Background technology
Day by day exhausted along with non-renewable petrochemical material, and the global warming issue that causes of the greenhouse gases of the harm to environment, particularly burning and exhausting more and more receives the concern of the mankind.With reproducible resource for raw material, through carrying out alternative petrochemical material to environment without the process of harm, become the direction that the whole world is all being tried to explore.At present, with lignocellulose biomass, such as, the raw material such as maize straw (corn cob), wheat straw, rice husk, cereal, reed, timber carries out energy development capable of circulation just becomes one of developing direction of the future biological energy, receives global common concern.Can give birth in energy industry process, the enzymolysis process of cellulase have played very large effect in C circulation and energy transformation.But the subject matter that cellulose enzyme solution preocess faces is that enzymolysis efficiency is low, particularly along with the quickening of industrialization of the country paces, problem of environmental pollution is more and more serious, the particularly heavy metal contamination of underground water.This just cause used in actual industrial in water or former water be water containing various heavy metal ion.And the activity of cellulase and lignocellulose are all easy to the interference being subject to heavy metal ion, cause cellulase can not play maximum effect in lignocellulose hydrolytic process, or lignocellulosic material is subject to middle water or former underwater gold and belong to ionization and cause enzymolysis efficiency to reduce.

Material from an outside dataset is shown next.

Issue #129, opened 2022-05-16
Feature Request - Snap Zones


Malcolmnixon:
Pickable objects should support being "snapped" into snap-zones. These snap-zones should support being fixed to the environment, or put on the player as pockets.

teddybear082:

Chinese patent literature CN101092447A(application number 200610090131.9) disclose the cellulase enzymolysis auxiliary agent deriving from straw material prepared with the following method: straw powder is carried out water cleaning, filters to obtain cell walls filter residue; The 0.1-0.5MOL/L NAOH solution containing 20-50MM xitix VC, mass percent 0.1-0.5% mercaptoethanol, 1-5MM PMSF, 5-10MM EDTA is added by proportioning; Be incubated 10-30 hour at 30-70 DEG C of temperature, and to add PMSF to final concentration every 3-5 hour be that 1-5MM extracts; After extraction completes, centrifugal and collect supernatant liquor; Supernatant liquor hydrochloric acid is adjusted PH, and adds alcohol and fully shake up, centrifugally again obtain throw out through placing, then carry out low-temperature vacuum drying, the cellulase enzymolysis auxiliary agent of stalk cell wall dry weight 10% must be accounted for.This patent documentation does not relate to middle water or raw water quality to the impact of cellulosic substrate or the impact on cellulase degradation effect.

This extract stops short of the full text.